PR #470, opened 2016-06-21
[1 of n: Icons] Implement page icons

jfurrow:

### DIFF
--- a/src/js/components/HostTable.js
+++ b/src/js/components/HostTable.js
@@ -5,6 +5,7 @@ import {StoreMixin} from 'mesosphere-shared-reactjs';
 import {Tooltip} from 'reactjs-components';
 
 var HostTableHeaderLabels = require('../constants/HostTableHeaderLabels');
+import IconServers from '../../img/components/icons/icon-medium/servers.svg?name=IconServers';
 var InternalStorageMixin = require('../mixins/InternalStorageMixin');
 var ResourceTableUtil = require('../utils/ResourceTableUtil');
 var ProgressBar = require('./charts/ProgressBar');
@@ -22,7 +23,7 @@ var HostTable = React.createClass({
   statics: {
     routeConfig: {
       label: 'Nodes',
-      icon: 'datacenter',
+      icon: <IconServers />,
       matches: /^\/nodes/
     }
   },
--- a/src/js/components/AccessDeniedPage.js
+++ b/src/js/components/AccessDeniedPage.js
@@ -39,8 +39,6 @@ module.exports = class AccessDeniedPage extends React.Component {
             flex-container-col">
             <AlertPanel
               footer={this.getFooter()}
-              iconClassName="icon icon-sprite icon-sprite-jumbo
-                icon-sprite-jumbo-white icon-lost-planet flush-top"
               title="Access Denied">
               <p>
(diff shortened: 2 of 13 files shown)


mesosphere-web:
Reviewer: @Poltergeist

jfurrow:
This broke tests, fixing now.

jfurrow:
retest this please

kennyt:
there's a legit failure in unit tests

jfurrow:
@kennyt derp, I thought it was integration tests for some reason.

The unit tests are fixed by #475

pierlo-upitup:
From a design standpoint, I gotta say I find the contrast between the sharp icon outlines and the antialiased fonts a tad incoherent. But I'm probably out of my element – feel free to ignore this, @jfurrow  @leemunroe @ashenden ?

jfurrow:
@pierlo-upitup In the screenshot above, the `fill` attribute was set inline for each icon to `#000` which might be to blame for the incoherent contrast. That's fixed in #471. Here's a recent screenshot (although @ashenden has suggested we bump up the opacity):

src/js/components/HostTable.js
```diff
@@ -5,6 +5,7 @@ import {StoreMixin} from 'mesosphere-shared-reactjs';
 import {Tooltip} from 'reactjs-components';
 
 var HostTableHeaderLabels = require('../constants/HostTableHeaderLabels');
+import IconServers from '../../img/components/icons/icon-medium/servers.svg?name=IconServers';
```
Poltergeist: How does this work, I mean how does it create a component from a plain svg file. I do like it, is this a React functionality?

jfurrow: It's actually a Webpack loader that takes the SVG and returns a React component. It's this one here: https://github.com/jhamlet/svg-react-loader

Poltergeist: Thanks I was very impressed and also a bit scared that this worked :-)

jfurrow: Hahaha, understandably! We opted to go this route (as opposed to creating simple React components that return SVG markup) to allow the design team to easily maintain the icons going forward.

Poltergeist:
There is one thing which I do not like about the icons, and that is that there are so many of them why aren't we using SVG sprites with svg symbols?

jfurrow:
@Poltergeist To be honest I did not see the benefit either way. I'm not opposed to using SVG sprites, but why do you prefer them?

Poltergeist:
Well with the use of the SVG to react component loader we are moving all the SVG code to the Javascript base. Which means that we are moving about 2MB of svg code into our already about 5 MB Javascript code base. Also we are adding a bit of react boilerplate onto every single svg. That is my first concern. 

I do like symbols personally a lot because I only must write a very small svg element and I have my logo with the name I probably know. The styling could still be done with css. So size and color for example. This is my opinion which is not that important. 

But I am very concerned about the file size of the javascript code. But anyways this is not connected to this PR it looks good to me. 🚢

jfurrow:
@Poltergeist That's a very good point. After discussing with @rcorral, I am going to pursue that route. Good catch!

jfurrow:
Closing to implement SVG sprite!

::::::

_WHAT YOU SHOULD DO_. What lines in the data above contain the word "size"? Show them all.

_ANSWER SECTION_.
I do like symbols personally a lot because I only must write a very small svg element and I have my logo with the name I probably know. The styling could still be done with css. So size and color for example. This is my opinion which is not that important. 
But I am very concerned about the file size of the javascript code. But anyways this is not connected to this PR it looks good to me. 🚢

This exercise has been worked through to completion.